**Data excerpts**
PR #306, opened 2021-01-13
[GH-1144] Helper script for importing Data Repo data into Terra

samanehsan:
### Purpose

Provide an example of how to get data from a snapshot in the Data Repo into a Terra workspace:
https://broadinstitute.atlassian.net/browse/GH-1144

### Changes

Given a data repo snapshot, this script will:
1. Query the snapshot sample table in BigQuery
2. Save the table contents as a TSV file and return a list of the samples/entities formatted for WFL. This script uses the `datarepo_row_id` as the unique id (AKA the "entity id") of the sample in Terra.
3. Upload the TSV file to the specified Terra workspace data table

Note that the default snapshot uses the datarepo integration test dataset, since we do not have a test arrays dataset yet.

### DIFF
--- a/ops/data_repo_terra/import_snapshot_data.py
+++ b/ops/data_repo_terra/import_snapshot_data.py
@@ -1,0 +1,89 @@
+import argparse
+import csv
+import io
+import requests
+import uuid
+import google.auth
+import google.auth.transport.requests
+from google.cloud import bigquery
+from google.oauth2 import service_account
+
+
+def get_service_account_credentials(service_account_path, scopes):
+    credentials = service_account.Credentials.from_service_account_file(service_account_path, scopes=scopes)
+    if not credentials.valid:
+        credentials.refresh(google.auth.transport.requests.Request())
+    return credentials
+
+def get_snapshot_data(google_project, datarepo_snapshot, service_account_path):
+    """Query the 'sample' table for a datarepo_snapshot. The service account must
+    have at least data custodian permissions on the snapshot in order to
+    run a query job."""
+    scopes = ['https://www.googleapis.com/auth/bigquery']
+    credentials = get_service_account_credentials(service_account_path, scopes)
+    client = bigquery.Client(project=google_project, credentials=credentials)
+    query = f'SELECT * FROM `{google_project}.{datarepo_snapshot}.sample`'
+    query_job = client.query(query)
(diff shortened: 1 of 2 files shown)


ops/data_repo_terra/import_snapshot_data.py
```diff
@@ -0,0 +1,92 @@
...
+    import_url = f'{terra_url}/api/workspaces/{terra_workspace}/flexibleImportEntities'
+    scopes = ['email', 'openid', 'profile']
+    credentials = get_service_account_credentials(service_account_path, scopes)
+    headers = {'Authorization': f'Bearer {credentials.token}'}
+    with open (tsv_file, 'rb') as f:
+        contents = f.read()
+    response = requests.post(import_url,
+                             headers=headers,
+                             files={'entities': io.BytesIO(contents),
+                                    'type': 'text/tab-separated-values'})
```
rexwangcc, line 61:
```suggestion
                                    'type': 'text/tab-separated-values'})
    response.raise_for_status()
```

rexwangcc: nit?

ops/data_repo_terra/import_snapshot_data.py
```diff
@@ -0,0 +1,92 @@
...
+    print(f'The following samples have been uploaded to {terra_workspace}:')
+    for sample in entities:
+        print(sample)
+
+
+if __name__ == '__main__':
+    parser = argparse.ArgumentParser(description="Import Data Repo snapshot data into a Terra workspace.",
+                                     usage="%(prog)s [-h] [DATAREPO_SNAPSHOT TERRA_URL TERRA_WORKSPACE SERVICE_ACCOUNT_PATH] [...]")
+    parser.add_argument("--datarepo_snapshot",
+                        default="zerosnapshot",
```
rexwangcc, line 78: should it be `wflsnapshot`, or zero means a different thing here?

rexwangcc (approved):
Looks great! Thanks for sharing this helper script!

ops/data_repo_terra/import_snapshot_data.py
samanehsan: The original dataset had `zero` in it instead of `wfl` so I used it here for consistency!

**What is being asked**
Throughout the data above, count the lines where the word "parser" occurs, and report that figure alone.

**Result of this exercise**
2